Advantages of the GF Method.

The GF method can be viewed as a restatement of a boundary value problem into integral form. The GF method is useful if the GF is known (or can be found), and if the integral expressions can be evaluated. If these two limitations can be overcome, the GF method offers several advantages for the solution of linear heat conduction problems. The advantages of the GF method are the following:
1. The GF method is flexible and powerful.
2. The solution procedure is systematic.
3. The GF method gives analytical solutions in the form of integrals.
4. The GF for 2-D and 3-D transient cases can be found by multplication of 1-D cases.
5. Alternative form of the solution can improve series convergence.
6. Time partitioning can improve series convergence.
 
1. The GF method is flexible and powerful. The same GF for a given geometry (including type of boundary conditions) can be used as a building block to the temperature resulting from: space-variable initial conditions; time- and space-variable boundary conditions; and, time- and space-variable energy generation.
2. The solution procedure is systematic. Many GF are given in this Library, so the derivation of the GF can be omitted in these cases, and the solution for the temperature can be written immediately in the form of integrals. The systematic procedure saves time and reduces the possibility of error, which is particularly important for two- and three- dimensional geometries. For complicated problems in which the heat conduction is caused by several non-homogeneous terms, and the effect of each term can be considered separately.
3. The GF method gives analytical solutions in the form of integrals. The solution takes the form of a sum (superposition) of several integrals, one for each non-homogeneous term in the problem.
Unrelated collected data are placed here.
PR #244, opened 2019-08-28
[Mo Zongran] Duke Increments

moziliar:


src/main/java/duke/command/EventCommand.java
```diff
@@ -0,0 +1,54 @@
...
+    private String eventDate;
+
+    /**
+     * Constructs an event command based on the input string,
+     * and store it as task description and event date.
+     *
+     * @param input Input string.
+     */
+    public EventCommand(String input) {
+        String[] processedInput = input.split("/by");
```
blimyj: Perhaps you might want to consider using a try block here to verify if the processedInput array is indeed length 2.
In cases where "/by" is not within the string, an error might occur.

src/main/java/duke/ui/Ui.java
```diff
@@ -0,0 +1,116 @@
...
+     * Prints formatted report on the task removed.
+     *
+     * @param task Task removed.
+     * @param numOfTasks Number of tasks left in the task list.
+     */
+    public void reportRemove(Task task, int numOfTasks) {
+        printFormattedText("    Noted. I've removed this task:\n"
+                + "       " + task
+                + "\n    Now you have " + numOfTasks
+                + " task" + (numOfTasks > 1 ? "s" : "") + " in the list.");
```
blimyj: Wish I had thought of this solution of deciding whether to put an "s"!

blimyj (commented):
Nice work! I like the segregation of commands into individual classes! I think I should learn from that as well. I think it might be possible for a little fine-tuning on the exception handling for incorrect inputs and perhaps a bit more testing such as ensuring the toString methods for the Task subclasses work correctly.

src/main/java/duke/gui/MainWindow.java
```diff
@@ -0,0 +1,53 @@
...
+    @FXML
+    private VBox dialogContainer;
+    @FXML
+    private TextField userInput;
+    @FXML
+    private Button sendButton;
+
+    private Duke duke;
+
+    private Image userImage = new Image(this.getClass().getResourceAsStream("/images/Jotaro.jpg"));
```
ryantay232, line 30: 👀

src/main/java/duke/todo/TaskList.java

The analytical expressions for temperature can be: evaluated with high accuracy; evaluated only where needed for great computer-use efficiency; differentiated to find heat flux or sensitivity coefficients; or, integrated to find average temperature. The integrals can always be evaluated numerically (quadratures) if they cannot be found in closed form.
 
4. Multiplication of GF for 2-D and 3-D transient cases. Two- and three-dimensional transient GF can be found by simple multiplication of one-dimensional transient GF for the rectangular coordinate system for most boundary conditions (type 0,1,2 and 3), provided that the body is homogeneous and the body is orthogonal (for which each boundary is defined by a fixed value of one coordinate, such as x=a). This multiplicative property can result in great simplification in the derivation of the temperature, as well as providing a very compact means to catalog the GF in these cases. For cylindrical coordinates, the multiplicative property of the GF applies to certain 2-D geometries.
5. Alternative form of the solution can improve series convergence. For heat conduction in finite bodies, infinite series solutions for heat conduction problems driven by non-homogeneous boundary conditions sometimes exhibit slow convergence, requiring a very large number of terms to obtain accurate numerical values. For some of these problems an alternative formulation of the Green's Function Solution Equation reduces the number of required series terms.
6. Time partitioning can improve series convergence. Time partitioning arises naturally from the GF method by splitting the time integrals in the solution into small-time and large-time partitions and using rapidly-converging forms of the GF in each partition. The time-partitioning method can give accurate values of the temperature using only a few terms of the infinite series.